# Problema con tensiones al alimentar motor (con trafo 220v / 12v 10A)



## El_Pableras (Jul 11, 2008)

Hola!

Vereis; tengo un problema y no se el porque:

 Estoy alimentado un motor de limpiaparabrisas (de coche) con un transformador de 220v a 12v 10A (suficiente para moverlo) con su respectivo puente de diodos, lo uso para subirme y bajarme la persiana de la habitacion, lo he probado directamente desde el transformador, es decir, le he tirado unos cables cortitos y 'a mano' lo  he conectado y sube y baja a una velocidad decente.
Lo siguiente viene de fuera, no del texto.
PR #949, opened 2025-07-03
Convert to use uv

coretl:
As an experiment, the results will inform https://github.com/DiamondLightSource/python-copier-template/pull/248


coretl:
Closed in favour of #1058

Hace tiempo que queria dejar esta incomodidad de hacerlo 'manualmente' y he cableado escondiendo el transformador e instalando un conmutador ON/OFF/ON (para cambiar polaridad, subir-bajar) pues bien, una vez hecho el cableado, el motor se mueve muy despacio y comprobando tensiones con el motor en marcha: del transformador salen 10v (una caida de 2v, razonable, creo yo) pero en el motor le llegan 2,4v! estoy asombrado, no puedo creer que el resto del voltaje caiga por el cableado (no habre usado mas de 4m.) asi que no creo que sea por la resistividad del cable, uso cable rojo-negro para cablear altavoces (como este: http://www.germes-online.com/direct/dbimage/50326948/Red_and_Black_Speaker_Cable.jpg )

Mis conclusiones son: cuanta menos distacia (cableado) hay entre la salida del transformador hasta el motor; funciona genial, por el contrario; se relentiza.
he intentado recortar todo el cable posible pero el efecto es el mismo, no se me ocurren otras razones por las que suceda esto (por eso recurro al foro) asi que si me podeis explicar un poco a que se podria deber esto, os lo agradeceria mucho.

muchisimas gracias.

p.d.:si algo no lo he explicado bien, no se entiende o quereis que profundice en algun detalle, no dudeis en pedirmelo. Quiero buscar una solucion a este problema, pero antes debo saber 'cual' es el problema ^^, asi que toda ayuda es buena!

esquema cableado:
http://img99.imageshack.us/my.php?image=dibujoqp5.jpg
foto motor:
http://img135.imageshack.us/my.php?image=image020os7.jpg


----------



## gca (Jul 11, 2008)

Por ahi no es el tema del largo del cable sino que sea muy finito para los 10 amperes y pase poca corriente.


----------



## pepechip (Jul 11, 2008)

Verifica que el puente de diodos que utilizas este correcto, puede que algun diodo se te haya abierto y solamente rectifiques media onda.

Procura que cuando hagas la inversion de giro del motor, esta no sea muy rapida, ya que si el motor invierte el giro antes de detenerse completamente provocara unos picos de consumo de corriente muy elevados que te pueden estropear el puente de diodos o el motor e incluso el transformador.

Yo pondria la fuente de alimentacion lo mas cerca posible del motor, y la conmutacion la realizaria con 2 reles, los cuales temporizaria para dar lugar al motor a detenerse.  De esta forma el conmutador de mando puedes utilizar cable de poca seccion.


----------